### DATA SUPPLIED
PR #82, opened 2020-07-31
Remove default imports from js files

ramyabuva:


src/main/webapp/js/lib/login.js
```diff
@@ -49,4 +49,7 @@ function signOut() {
  */
 window.onSignIn = onSignIn;
 
-export default {onSignIn: onSignIn, signOut: signOut};
+export const Auth = {
```
wli, line 64: i feel like this should be `auth.js` then?

savsa (approved):

src/main/webapp/js/lib/courseSelector.js
```diff
@@ -168,7 +168,7 @@ function getCourseInfo() {
   return courseInfo;
 }
 
-export default {
+export const CollegePlanner = {
```
wli: shoudl this be CourseSelector instead of CollegePlanner?

wli (changes requested):

wli (approved):

triplehair (approved):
######
▸ YOUR OBJECTIVE
Transcribe word for word the lines from the one holding "Remove default imports from js files" to the last line of the listing above, inclusive.

▸ TASK RESPONSE
Remove default imports from js files

ramyabuva:


src/main/webapp/js/lib/login.js
```diff
@@ -49,4 +49,7 @@ function signOut() {
  */
 window.onSignIn = onSignIn;
 
-export default {onSignIn: onSignIn, signOut: signOut};
+export const Auth = {
```
wli, line 64: i feel like this should be `auth.js` then?

savsa (approved):

src/main/webapp/js/lib/courseSelector.js
```diff
@@ -168,7 +168,7 @@ function getCourseInfo() {
   return courseInfo;
 }
 
-export default {
+export const CollegePlanner = {
```
wli: shoudl this be CourseSelector instead of CollegePlanner?

wli (changes requested):

wli (approved):

triplehair (approved):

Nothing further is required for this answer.